[Collected data]
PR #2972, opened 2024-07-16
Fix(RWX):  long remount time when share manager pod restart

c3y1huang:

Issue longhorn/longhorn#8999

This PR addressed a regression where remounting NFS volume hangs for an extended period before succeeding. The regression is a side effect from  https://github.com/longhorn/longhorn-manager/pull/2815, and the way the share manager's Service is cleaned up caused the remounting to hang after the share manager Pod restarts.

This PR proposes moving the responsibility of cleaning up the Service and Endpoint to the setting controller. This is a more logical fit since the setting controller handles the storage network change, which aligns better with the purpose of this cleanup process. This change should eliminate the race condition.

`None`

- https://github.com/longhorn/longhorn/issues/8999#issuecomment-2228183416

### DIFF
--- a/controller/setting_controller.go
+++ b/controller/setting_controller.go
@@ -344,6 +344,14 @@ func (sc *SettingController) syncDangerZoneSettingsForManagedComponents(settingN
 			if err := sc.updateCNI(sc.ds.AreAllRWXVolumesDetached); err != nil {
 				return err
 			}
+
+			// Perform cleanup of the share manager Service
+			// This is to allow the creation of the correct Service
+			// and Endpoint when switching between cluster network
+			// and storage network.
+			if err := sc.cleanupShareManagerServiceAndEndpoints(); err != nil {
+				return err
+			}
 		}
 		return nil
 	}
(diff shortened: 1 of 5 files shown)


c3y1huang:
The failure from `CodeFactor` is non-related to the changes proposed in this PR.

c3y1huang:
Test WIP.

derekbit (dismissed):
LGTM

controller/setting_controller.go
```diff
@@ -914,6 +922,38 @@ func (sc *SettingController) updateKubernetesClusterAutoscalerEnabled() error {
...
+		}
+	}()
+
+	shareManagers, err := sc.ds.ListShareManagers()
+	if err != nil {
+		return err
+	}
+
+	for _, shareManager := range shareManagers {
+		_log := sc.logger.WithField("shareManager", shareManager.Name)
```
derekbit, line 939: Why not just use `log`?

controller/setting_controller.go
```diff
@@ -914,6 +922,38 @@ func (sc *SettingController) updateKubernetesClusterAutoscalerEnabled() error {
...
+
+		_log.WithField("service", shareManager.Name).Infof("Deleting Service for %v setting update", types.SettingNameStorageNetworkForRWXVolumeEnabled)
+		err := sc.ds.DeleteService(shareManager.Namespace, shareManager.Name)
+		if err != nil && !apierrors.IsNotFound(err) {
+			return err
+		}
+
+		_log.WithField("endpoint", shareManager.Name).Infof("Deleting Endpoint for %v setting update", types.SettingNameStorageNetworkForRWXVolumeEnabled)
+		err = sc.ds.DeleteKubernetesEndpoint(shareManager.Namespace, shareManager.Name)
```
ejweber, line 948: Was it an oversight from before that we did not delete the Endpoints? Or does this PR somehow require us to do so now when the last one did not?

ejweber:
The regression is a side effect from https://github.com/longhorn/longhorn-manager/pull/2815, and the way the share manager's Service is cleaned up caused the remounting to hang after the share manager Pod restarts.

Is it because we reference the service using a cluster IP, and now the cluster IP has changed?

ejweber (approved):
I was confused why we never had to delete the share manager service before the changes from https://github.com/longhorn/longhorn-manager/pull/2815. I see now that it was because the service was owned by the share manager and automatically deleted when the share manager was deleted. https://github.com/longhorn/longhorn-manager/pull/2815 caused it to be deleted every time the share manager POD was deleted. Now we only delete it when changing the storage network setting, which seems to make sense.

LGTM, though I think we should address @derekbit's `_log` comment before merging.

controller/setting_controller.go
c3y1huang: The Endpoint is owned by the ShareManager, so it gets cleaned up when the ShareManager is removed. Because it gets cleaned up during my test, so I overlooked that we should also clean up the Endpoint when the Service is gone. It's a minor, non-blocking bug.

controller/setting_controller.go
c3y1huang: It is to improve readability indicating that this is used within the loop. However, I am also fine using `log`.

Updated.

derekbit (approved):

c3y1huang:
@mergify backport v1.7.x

- EXERCISE REQUIREMENTS -
Among the lines above, which contain the word "return"? Copy every one.

- WRITTEN SOLUTION -
 				return err
+				return err
 		return nil
+		return err
+			return err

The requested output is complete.